*** Dataset content ***
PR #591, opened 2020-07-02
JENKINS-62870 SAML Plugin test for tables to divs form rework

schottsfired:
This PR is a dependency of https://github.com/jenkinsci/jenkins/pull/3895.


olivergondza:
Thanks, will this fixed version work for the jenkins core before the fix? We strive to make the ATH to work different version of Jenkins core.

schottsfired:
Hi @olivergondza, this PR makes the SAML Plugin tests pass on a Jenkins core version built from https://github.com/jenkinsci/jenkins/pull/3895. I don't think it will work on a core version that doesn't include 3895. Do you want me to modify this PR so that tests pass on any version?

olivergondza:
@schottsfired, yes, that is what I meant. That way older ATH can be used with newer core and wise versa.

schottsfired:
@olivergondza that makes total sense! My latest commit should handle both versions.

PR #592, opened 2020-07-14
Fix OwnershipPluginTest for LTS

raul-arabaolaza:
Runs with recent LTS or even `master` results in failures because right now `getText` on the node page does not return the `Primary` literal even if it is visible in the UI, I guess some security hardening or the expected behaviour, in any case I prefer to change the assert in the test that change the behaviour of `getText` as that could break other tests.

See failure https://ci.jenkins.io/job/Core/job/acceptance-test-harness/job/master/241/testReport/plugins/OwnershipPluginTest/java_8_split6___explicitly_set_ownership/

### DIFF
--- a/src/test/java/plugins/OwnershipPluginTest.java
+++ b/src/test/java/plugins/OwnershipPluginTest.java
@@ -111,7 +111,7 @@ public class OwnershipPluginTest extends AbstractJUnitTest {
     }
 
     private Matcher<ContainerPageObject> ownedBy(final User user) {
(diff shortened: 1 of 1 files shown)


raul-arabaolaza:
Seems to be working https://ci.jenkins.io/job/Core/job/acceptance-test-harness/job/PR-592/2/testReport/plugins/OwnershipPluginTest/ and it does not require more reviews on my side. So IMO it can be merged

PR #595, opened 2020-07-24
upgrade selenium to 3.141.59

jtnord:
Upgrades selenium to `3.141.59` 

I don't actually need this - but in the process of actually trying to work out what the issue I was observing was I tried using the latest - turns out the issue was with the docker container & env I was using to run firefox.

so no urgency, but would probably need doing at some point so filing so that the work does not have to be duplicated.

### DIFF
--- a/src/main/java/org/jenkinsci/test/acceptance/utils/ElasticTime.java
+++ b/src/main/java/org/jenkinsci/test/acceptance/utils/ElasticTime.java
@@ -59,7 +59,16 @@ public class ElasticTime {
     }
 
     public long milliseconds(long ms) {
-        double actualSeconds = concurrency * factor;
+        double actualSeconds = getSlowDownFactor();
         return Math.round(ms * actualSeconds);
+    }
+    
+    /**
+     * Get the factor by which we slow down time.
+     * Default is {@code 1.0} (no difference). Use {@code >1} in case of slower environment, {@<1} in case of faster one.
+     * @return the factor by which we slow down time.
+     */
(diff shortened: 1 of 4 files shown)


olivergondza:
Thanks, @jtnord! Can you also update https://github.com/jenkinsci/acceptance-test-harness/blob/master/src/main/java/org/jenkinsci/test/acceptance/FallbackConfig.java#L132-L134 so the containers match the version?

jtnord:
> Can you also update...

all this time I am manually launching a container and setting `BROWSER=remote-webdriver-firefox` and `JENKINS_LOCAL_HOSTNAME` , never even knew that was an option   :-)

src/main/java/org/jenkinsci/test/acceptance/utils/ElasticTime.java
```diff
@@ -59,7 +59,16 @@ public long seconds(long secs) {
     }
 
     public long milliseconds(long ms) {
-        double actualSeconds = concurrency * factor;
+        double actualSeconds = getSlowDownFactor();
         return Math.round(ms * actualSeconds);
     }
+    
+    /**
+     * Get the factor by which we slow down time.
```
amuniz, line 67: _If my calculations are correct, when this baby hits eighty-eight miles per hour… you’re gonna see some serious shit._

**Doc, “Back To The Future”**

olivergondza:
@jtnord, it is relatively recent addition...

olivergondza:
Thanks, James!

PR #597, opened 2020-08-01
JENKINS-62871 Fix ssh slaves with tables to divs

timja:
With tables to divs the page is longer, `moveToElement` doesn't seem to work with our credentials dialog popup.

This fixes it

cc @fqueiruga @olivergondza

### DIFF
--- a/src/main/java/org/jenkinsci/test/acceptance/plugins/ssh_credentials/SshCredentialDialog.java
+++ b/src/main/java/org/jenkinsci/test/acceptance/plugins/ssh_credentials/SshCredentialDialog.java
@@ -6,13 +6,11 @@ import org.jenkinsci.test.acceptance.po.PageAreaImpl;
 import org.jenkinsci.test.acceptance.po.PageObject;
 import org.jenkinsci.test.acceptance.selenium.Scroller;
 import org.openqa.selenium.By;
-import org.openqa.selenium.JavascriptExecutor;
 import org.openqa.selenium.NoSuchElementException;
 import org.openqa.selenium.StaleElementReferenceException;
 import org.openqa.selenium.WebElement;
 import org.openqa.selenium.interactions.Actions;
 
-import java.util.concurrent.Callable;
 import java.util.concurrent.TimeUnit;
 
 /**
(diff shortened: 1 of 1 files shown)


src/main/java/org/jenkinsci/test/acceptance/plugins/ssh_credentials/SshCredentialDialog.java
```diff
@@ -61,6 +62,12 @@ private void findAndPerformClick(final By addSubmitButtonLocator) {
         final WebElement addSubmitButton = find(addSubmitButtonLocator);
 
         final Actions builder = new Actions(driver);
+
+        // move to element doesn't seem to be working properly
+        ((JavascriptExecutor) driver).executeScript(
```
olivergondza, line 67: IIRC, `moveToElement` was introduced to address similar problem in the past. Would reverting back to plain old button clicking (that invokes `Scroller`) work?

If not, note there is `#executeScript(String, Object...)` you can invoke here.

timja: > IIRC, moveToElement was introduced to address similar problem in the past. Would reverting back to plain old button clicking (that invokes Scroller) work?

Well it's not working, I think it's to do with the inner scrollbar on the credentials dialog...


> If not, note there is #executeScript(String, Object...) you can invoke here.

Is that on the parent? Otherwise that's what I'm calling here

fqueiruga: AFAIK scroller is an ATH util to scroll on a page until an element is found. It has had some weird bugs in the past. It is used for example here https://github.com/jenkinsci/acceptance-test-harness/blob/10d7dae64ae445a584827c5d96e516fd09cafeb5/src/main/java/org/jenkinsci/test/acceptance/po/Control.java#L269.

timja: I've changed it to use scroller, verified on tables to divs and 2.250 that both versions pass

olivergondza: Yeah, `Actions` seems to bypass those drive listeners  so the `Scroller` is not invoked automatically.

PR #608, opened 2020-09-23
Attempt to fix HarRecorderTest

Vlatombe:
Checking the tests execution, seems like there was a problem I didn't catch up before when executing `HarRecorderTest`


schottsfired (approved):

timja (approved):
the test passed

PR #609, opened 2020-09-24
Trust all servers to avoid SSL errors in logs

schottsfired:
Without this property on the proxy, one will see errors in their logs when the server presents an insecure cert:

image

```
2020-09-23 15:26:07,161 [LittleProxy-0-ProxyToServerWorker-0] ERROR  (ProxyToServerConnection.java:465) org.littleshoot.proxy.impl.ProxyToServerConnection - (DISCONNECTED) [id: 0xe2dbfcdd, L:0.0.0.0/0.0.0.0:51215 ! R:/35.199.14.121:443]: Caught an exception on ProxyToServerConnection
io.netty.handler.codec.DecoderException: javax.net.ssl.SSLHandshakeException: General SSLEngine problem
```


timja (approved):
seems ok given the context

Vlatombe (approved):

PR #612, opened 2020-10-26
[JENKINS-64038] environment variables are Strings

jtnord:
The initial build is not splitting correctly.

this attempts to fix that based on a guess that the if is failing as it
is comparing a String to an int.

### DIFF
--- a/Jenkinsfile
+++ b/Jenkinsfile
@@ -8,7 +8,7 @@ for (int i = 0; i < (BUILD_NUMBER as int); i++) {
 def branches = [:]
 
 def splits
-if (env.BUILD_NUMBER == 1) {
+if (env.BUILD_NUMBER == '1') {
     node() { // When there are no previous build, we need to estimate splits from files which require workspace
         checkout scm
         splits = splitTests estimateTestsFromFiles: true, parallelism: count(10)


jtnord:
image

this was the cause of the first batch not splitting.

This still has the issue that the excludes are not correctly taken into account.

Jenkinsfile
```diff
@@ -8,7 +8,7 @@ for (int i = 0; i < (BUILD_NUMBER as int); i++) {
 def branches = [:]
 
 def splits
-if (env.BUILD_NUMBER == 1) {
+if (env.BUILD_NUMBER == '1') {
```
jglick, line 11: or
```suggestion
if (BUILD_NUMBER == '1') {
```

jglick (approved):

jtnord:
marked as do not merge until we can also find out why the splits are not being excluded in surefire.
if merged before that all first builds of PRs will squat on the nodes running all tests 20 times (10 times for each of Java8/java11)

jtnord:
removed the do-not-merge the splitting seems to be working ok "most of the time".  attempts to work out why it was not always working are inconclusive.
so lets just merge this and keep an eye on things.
*** End of Dataset content ***
When a line in the data contains the string "invokes", copy that line.

olivergondza, line 67: IIRC, `moveToElement` was introduced to address similar problem in the past. Would reverting back to plain old button clicking (that invokes `Scroller`) work?
timja: > IIRC, moveToElement was introduced to address similar problem in the past. Would reverting back to plain old button clicking (that invokes Scroller) work?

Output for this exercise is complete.